PR #384, opened 2026-09-15
improve(copy): reuse directory admission metadata

steipete:
## What Problem This Solves

Portable directory copying repeats a child directory lstat and allocates unused Dirent objects. Carry the classification stat into recursive admission and enumerate names while retaining the opened-handle identity checks, per-entry classification, cancellation, settlement, and metadata fences.

## Why This Change Was Made

Remove repeated work inside the existing owner without changing the public API or filesystem identity checks.

## User Impact

Not selected for landing: fewer source-level observations did not produce a reproducible performance benefit.

The Windows Node 26.8.2 / NTFS matrix covered flat256 and nested64 fixtures, auto/never policies, workers 1/4/16, four ABBA blocks per cell (240 total copies including warmups). Every copy passed bytes, inventory, directory timestamps, and destination-mutation/source-independence checks outside timing. Actual matching addon hashes and distinct JS/WASM builds were verified; no samples excluded; owned fixtures were cleaned.

Results were mixed, with large outliers. The only cell positive in every initial block was nested64/auto/16. A separate fresh-process confirmation deliberately retested that selected cell with five ABBA blocks: baseline median 976.37 ms versus candidate 1248.08 ms, with four of five blocks slower and paired median gain -17.48%. All 24 confirmation copies and cleanup checks passed. The initial apparent benefit did not reproduce.

A [Linux native-off mixed-copy control](https://github.com/openclaw/fs-safe/actions/runs/34934565332), Node 24.20.0, used the same harness and three ABBA blocks. Paired gains were -3.91%, -11.08%, and +3.81%, likewise not consistent. Its workload differs from the Windows directory-heavy case.

## Evidence

31 focused copy/clone tests passed, 14 platform skips. Fresh independent review: no P2-or-higher findings.

Build, static checks, docs, and separate package check passed. Full local check: 8,180 passed, 69 failed, 1,346 skipped, one fixture error. Exact failure headers are a subset of unchanged main at `1fca788` (8,179 passed, 70 failed, same skips/error). All 15 [cross-platform CI jobs](https://github.com/openclaw/fs-safe/actions/runs/34933956573) passed. Correctness is supported, but the performance evidence does not justify landing this candidate.

- [x] Tests reviewed for observable contract coverage
- [x] `CHANGELOG.md` updated
- [x] Outgoing content checked for private data


steipete:
Deferring this optimization after measurement: the initial positive nested-copy cell did not reproduce in a fresh process, and the Linux control did not show a consistent benefit. Correctness and all cross-platform CI jobs passed. The body records both the original experiment and the negative confirmation; this change is not in the performance landing set.

PR #386, opened 2026-09-15
improve(windows): reuse directory enumeration storage

steipete:
## What Problem This Solves

Windows native tree traversal allocates and zeros a 64 KiB enumeration buffer for each directory. Reuse one operation-owned aligned buffer in ReFS copying and bounded temp-workspace cleanup. Returned names own their storage, and every directory read restarts enumeration.

## Why This Change Was Made

Remove repeated work inside the existing owner without changing the public API or filesystem identity checks.

## User Impact

Not selected for landing: source-level allocation churn is lower, but the measured public cleanup path did not show a repeatable latency improvement. ReFS is unavailable on the local host, so there is no measured ReFS benefit to justify this change yet.

Windows Node 26.8.2 / NTFS, public TempWorkspace.cleanup with require-bounded, 2,001 directories and one file per workspace, five ABBA blocks:

- Baseline median 499.41 ms (389.63–864.50); candidate 500.73 ms (362.60–947.65), effectively unchanged.
- Candidate block means were faster in two of five blocks and slower in three. No samples excluded.
- Actual baseline/candidate addon hashes were pinned; built JavaScript/WASM manifests were identical. Fixture preparation and verification were outside timing.
- Every timed operation, warmup, and preflight passed removal, repeated-cleanup, and sibling-preservation checks; task-created fixtures were cleaned.
- A separate three-workspace proof reached exactly three native calls, removed all directories, and returned handles from a peak of 261 to the starting 257 after each cleanup.

The allocation count (2,001 scratch buffers versus one per operation) is derived from source, not allocator tracing. This evidence does not establish lower peak memory or end-to-end latency.

## Evidence

93 Rust tests passed, including reuse across large, small, and empty directories. Native/package builds and pack check passed. Fresh independent review: no P2-or-higher findings. ReFS is not mounted on the current host; native ReFS end-to-end proof is pending/unavailable locally.

Full local check: 8,180 passed, 69 failed, 1,346 skipped, one fixture error; exact failure headers are a subset of unchanged main at `1fca788` (8,179 passed, 70 failed, same skips/error). All 15 [cross-platform CI jobs](https://github.com/openclaw/fs-safe/actions/runs/34933962867) passed. Build, static/docs checks, separate package check, and all 93 Rust tests passed.

- [x] Tests reviewed for observable contract coverage
- [x] `CHANGELOG.md` updated
- [x] Outgoing content checked for private data


steipete:
Deferring this candidate: correctness and cross-platform CI passed, but paired NTFS cleanup measurements showed no repeatable latency improvement. The body records the full measurements and allocation-proof limits. No measured ReFS benefit is available on this host, so this is not included in the performance landing set.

==========

-- What is required --
Write out again every entry above, exactly as given.

-- Result of the task --
PR #384, opened 2026-09-15
improve(copy): reuse directory admission metadata

steipete:
## What Problem This Solves

Portable directory copying repeats a child directory lstat and allocates unused Dirent objects. Carry the classification stat into recursive admission and enumerate names while retaining the opened-handle identity checks, per-entry classification, cancellation, settlement, and metadata fences.

## Why This Change Was Made

Remove repeated work inside the existing owner without changing the public API or filesystem identity checks.

## User Impact

Not selected for landing: fewer source-level observations did not produce a reproducible performance benefit.

The Windows Node 26.8.2 / NTFS matrix covered flat256 and nested64 fixtures, auto/never policies, workers 1/4/16, four ABBA blocks per cell (240 total copies including warmups). Every copy passed bytes, inventory, directory timestamps, and destination-mutation/source-independence checks outside timing. Actual matching addon hashes and distinct JS/WASM builds were verified; no samples excluded; owned fixtures were cleaned.

Results were mixed, with large outliers. The only cell positive in every initial block was nested64/auto/16. A separate fresh-process confirmation deliberately retested that selected cell with five ABBA blocks: baseline median 976.37 ms versus candidate 1248.08 ms, with four of five blocks slower and paired median gain -17.48%. All 24 confirmation copies and cleanup checks passed. The initial apparent benefit did not reproduce.

A [Linux native-off mixed-copy control](https://github.com/openclaw/fs-safe/actions/runs/34934565332), Node 24.20.0, used the same harness and three ABBA blocks. Paired gains were -3.91%, -11.08%, and +3.81%, likewise not consistent. Its workload differs from the Windows directory-heavy case.

## Evidence

31 focused copy/clone tests passed, 14 platform skips. Fresh independent review: no P2-or-higher findings.

Build, static checks, docs, and separate package check passed. Full local check: 8,180 passed, 69 failed, 1,346 skipped, one fixture error. Exact failure headers are a subset of unchanged main at `1fca788` (8,179 passed, 70 failed, same skips/error). All 15 [cross-platform CI jobs](https://github.com/openclaw/fs-safe/actions/runs/34933956573) passed. Correctness is supported, but the performance evidence does not justify landing this candidate.

- [x] Tests reviewed for observable contract coverage
- [x] `CHANGELOG.md` updated
- [x] Outgoing content checked for private data


steipete:
Deferring this optimization after measurement: the initial positive nested-copy cell did not reproduce in a fresh process, and the Linux control did not show a consistent benefit. Correctness and all cross-platform CI jobs passed. The body records both the original experiment and the negative confirmation; this change is not in the performance landing set.

PR #386, opened 2026-09-15
improve(windows): reuse directory enumeration storage

steipete:
## What Problem This Solves

Windows native tree traversal allocates and zeros a 64 KiB enumeration buffer for each directory. Reuse one operation-owned aligned buffer in ReFS copying and bounded temp-workspace cleanup. Returned names own their storage, and every directory read restarts enumeration.

## Why This Change Was Made

Remove repeated work inside the existing owner without changing the public API or filesystem identity checks.

## User Impact

Not selected for landing: source-level allocation churn is lower, but the measured public cleanup path did not show a repeatable latency improvement. ReFS is unavailable on the local host, so there is no measured ReFS benefit to justify this change yet.

Windows Node 26.8.2 / NTFS, public TempWorkspace.cleanup with require-bounded, 2,001 directories and one file per workspace, five ABBA blocks:

- Baseline median 499.41 ms (389.63–864.50); candidate 500.73 ms (362.60–947.65), effectively unchanged.
- Candidate block means were faster in two of five blocks and slower in three. No samples excluded.
- Actual baseline/candidate addon hashes were pinned; built JavaScript/WASM manifests were identical. Fixture preparation and verification were outside timing.
- Every timed operation, warmup, and preflight passed removal, repeated-cleanup, and sibling-preservation checks; task-created fixtures were cleaned.
- A separate three-workspace proof reached exactly three native calls, removed all directories, and returned handles from a peak of 261 to the starting 257 after each cleanup.

The allocation count (2,001 scratch buffers versus one per operation) is derived from source, not allocator tracing. This evidence does not establish lower peak memory or end-to-end latency.

## Evidence

93 Rust tests passed, including reuse across large, small, and empty directories. Native/package builds and pack check passed. Fresh independent review: no P2-or-higher findings. ReFS is not mounted on the current host; native ReFS end-to-end proof is pending/unavailable locally.

Full local check: 8,180 passed, 69 failed, 1,346 skipped, one fixture error; exact failure headers are a subset of unchanged main at `1fca788` (8,179 passed, 70 failed, same skips/error). All 15 [cross-platform CI jobs](https://github.com/openclaw/fs-safe/actions/runs/34933962867) passed. Build, static/docs checks, separate package check, and all 93 Rust tests passed.

- [x] Tests reviewed for observable contract coverage
- [x] `CHANGELOG.md` updated
- [x] Outgoing content checked for private data


steipete:
Deferring this candidate: correctness and cross-platform CI passed, but paired NTFS cleanup measurements showed no repeatable latency improvement. The body records the full measurements and allocation-proof limits. No measured ReFS benefit is available on this host, so this is not included in the performance landing set.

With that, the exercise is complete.